I want to see that freezer


----------



## AshenSugar (Oct 24, 2006)

Ketxxx said:


> honestly? kill 1T, its not helping at all. try running 4-4-4-12 2T. AM2 isnt picky about 1T vs 2T particularly, it just loves the MHz
> 
> update: A64 freezer pro has been ordered, should be here thursday when i hope to bring 3GHz to the table rock solid stable



dosnt help, ram dosnt like 4-4-4-12 at these clocks, i spent hours messing with it to get to this poing, it was at 2t, but i tested 1t and it was stable so i figuared why not use it since it brings latancy down and bandwith up?


----------



## Ketxxx (Oct 24, 2006)

i would post a pic being sarcastic....but after looking at 6 reviews and google images it amazes me to see not a single person has had enough camera skills to take one decent pic of the freezer 64 pro :\

on the plus side AC have done a half decent job  so here is your pic of the freezer 64 pro  







temps should be vastly improved with this cooler - ~42c load vs 55 - 60c :S once i find some 12,000+ grit sandpaper i will likely remove the cooler and improve the surface finish, m sure im not the only one who would like to see AC spend a few more pennies on making the base flawlessly shiny, even if we have to pay a little more for it, its worth it imo. its a shame the fins havent been finished with a perfect mirror finish, it they were, this would further enhance cooling. as a last mod i will probably replace the stock 92mm fan with another, higher cfm varient.

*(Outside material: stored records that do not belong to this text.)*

PR #1536, opened 2018-02-19
Check if default value is for client ID and secret is set

### LINKED ISSUE #1535: App crashes when attempting to login
## Description
When tapping the login button the app crashes.

Reason: Client ID is read from the environment and it's force unwrapped: 
```swift
private let loginURL = URL(string: "http://github.com/login/oauth/authorize?client_id=\(Secrets.GitHub.clientId)&scope=user+repo+notifications")!
```

jamuc:
Fixes #1535 

## What this does
Removes the pre-configured GitHub client ID and secret. This has the advantage that if the user doesn't have them set in their environment an explicit error message will be displayed.

### DIFF
--- a/Freetime.xcodeproj/xcshareddata/xcschemes/Freetime-AppCenter.xcscheme
+++ b/Freetime.xcodeproj/xcshareddata/xcschemes/Freetime-AppCenter.xcscheme
@@ -81,23 +81,8 @@
             isEnabled = "NO">
          </EnvironmentVariable>
          <EnvironmentVariable
-            key = "GITHUB_CLIENT_SECRET"
-            value = "SET ON CI"
-            isEnabled = "YES">
-         </EnvironmentVariable>
-         <EnvironmentVariable
             key = "NETWORK_RECORD_PATH"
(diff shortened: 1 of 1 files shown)


Sherlouk:
I feel like we just shouldn't have the variables set in the shared scheme, if CI genuinely does define them then it's just not important for them to exist with dummy values causing this issue!

BasThomas:
Let's wait for @rnystrom to see why he set it up the way he did :)

Sherlouk:
Agree @BasThomas, at bare minimum if we **must** keep them for what ever quirky reason they should probably just be a space or something to make the empty comparison easier

rnystrom:
Ya lets just remove them from shared. I just duplicated my local one and needed to strip the values.

jamuc:
Thanks for the feedback. Done.

rnystrom:
@jamuc mind removing the Imgur key too?

jamuc:
@rnystrom Not at all. Was thinking about doing that anyway. Updated the PR.

PR #1538, opened 2018-02-19
Remove optimizations from debug build

rnystrom:
Noticed during debugging that I had fast optimizations enabled for debug builds. Following [this blog post](https://jobs.zalando.com/tech/blog/improving-swift-compilation-times-from-12-to-2-minutes/?gh_src=4n3gxh1) and going back to `-0None` but still enabling whole-module optimizations.

cc @Sherlouk who's been doing some build optimizations work recently


Sherlouk:
You mean, someone reads my tweets 😱 

That blog and these changes back to work I've been doing, though my work has been primarily focusses on making builds themselves build projects faster rather than reconfiguring projects 😉 (Surprising difference!)

PR #1546, opened 2018-02-20
Release notifications

rnystrom:
Only thing I can't quite figure out is how to link to it... We get an API path that we can extract the id from, like this:

https://api.github.com/repos/facebook/Docusaurus/releases/9721470

Where `9721470` is the ID. But I'm not sure how to link it to [the actual release](https://github.com/facebook/Docusaurus/releases/tag/v1.0.7).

the freezer is a right oddball tho, so odd in fact i might have to change airflow outlets in my case  those who have it already know, but for those who dont, the freezer 64 fan orientation isnt your typical "sits on top" instead it sits what could technically be considered the fans side. youll all see what i mean when i get it and take my own pics


----------



## Ketxxx (Oct 24, 2006)

AshenSugar said:


> dosnt help, ram dosnt like 4-4-4-12 at these clocks, i spent hours messing with it to get to this poing, it was at 2t, but i tested 1t and it was stable so i figuared why not use it since it brings latancy down and bandwith up?

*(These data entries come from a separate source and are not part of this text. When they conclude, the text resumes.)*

PR #1549, opened 2018-02-20
Move API stringiness to client

BasThomas:
This moves some String-dependant URLs to the GithubClient, making it easier to support Enterprise at some point.

### DIFF
--- a/Classes/Issues/Comments/IssueCommentSectionController.swift
+++ b/Classes/Issues/Comments/IssueCommentSectionController.swift
@@ -70,7 +70,7 @@ IssueCommentDoubleTapDelegate {
     func shareAction(sender: UIView) -> UIAlertAction? {
         let attribute = object?.asReviewComment == true ? "#discussion_r" : "#issuecomment-"
         guard let number = object?.number,
-            let url = URL(string: "https://github.com/\(model.owner)/\(model.repo)/issues/\(model.number)\(attribute)\(number)")
+            let url = GithubClient.url(path: "\(model.owner)/\(model.repo)/issues/\(model.number)\(attribute)\(number)")
         else { return nil }
         weak var weakSelf = self
 
--- a/Classes/Issues/Files/GithubClient+PullRequestFiles.swift
+++ b/Classes/Issues/Files/GithubClient+PullRequestFiles.swift
@@ -17,7 +17,7 @@ extension GithubClient {
         page: Int,
         completion: @escaping (Result<([File], Int?)>) -> Void
         ) {
-        request(Request(
+        request(Request.api(
             path: "repos/\(owner)/\(repo)/pulls/\(number)/files",
             parameters: [
                 "per_page": 50,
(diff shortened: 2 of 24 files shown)


Classes/Issues/Files/GithubClient+PullRequestFiles.swift
```diff
@@ -37,40 +37,4 @@ extension GithubClient {
                 }
         }))
     }
-
```
BasThomas: Removed as this was apparently unused?

Classes/Systems/GithubClient.swift
```diff
@@ -28,16 +28,34 @@ struct GithubClient {
         let logoutOnAuthFailure: Bool
         let completion: (DataResponse<Any>, Page?) -> Void
 
-        init(
+        static func api(
```
BasThomas: Not too sure about this approach with `static func`s. Would it be more readable in another form, like eg. `APIRequest.init`? Or something else entirely? Would love some feedback!

Classes/Systems/GithubClient.swift
```diff
@@ -46,7 +64,24 @@ struct GithubClient {
             )
         }
 
-        init(
+        static func status(
+            method: HTTPMethod = .get,
```
BasThomas: Don't know if we need all the default arguments here as parameters, but just let them be as they don't harm anything really (unless someone misinterprets this and changes them, of course).

Classes/Systems/GithubClient.swift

max voltage the ram can take? if its a bit limited, say 2.3v before it starts erroring due to too much voltage, if u havent already try 5-5-5-12 2T timings and see how far you can go.


----------



## bruins004 (Oct 24, 2006)

I love that cooler....Wish I had one, but I stuck with the stock ones for now....
Just out of curiosity what is 80F convert to in Celsius b/c that is what I am currently getting and the rest of my system is round 72F.


----------



## Ketxxx (Oct 24, 2006)

not exactly sure what farenhiet (sp) equates to in celcius, but i think its around the 40c range.


----------



## AshenSugar (Oct 24, 2006)

Ketxxx said:


> max voltage the ram can take? if its a bit limited, say 2.3v before it starts erroring due to too much voltage, if u havent already try 5-5-5-12 2T timings and see how far you can go.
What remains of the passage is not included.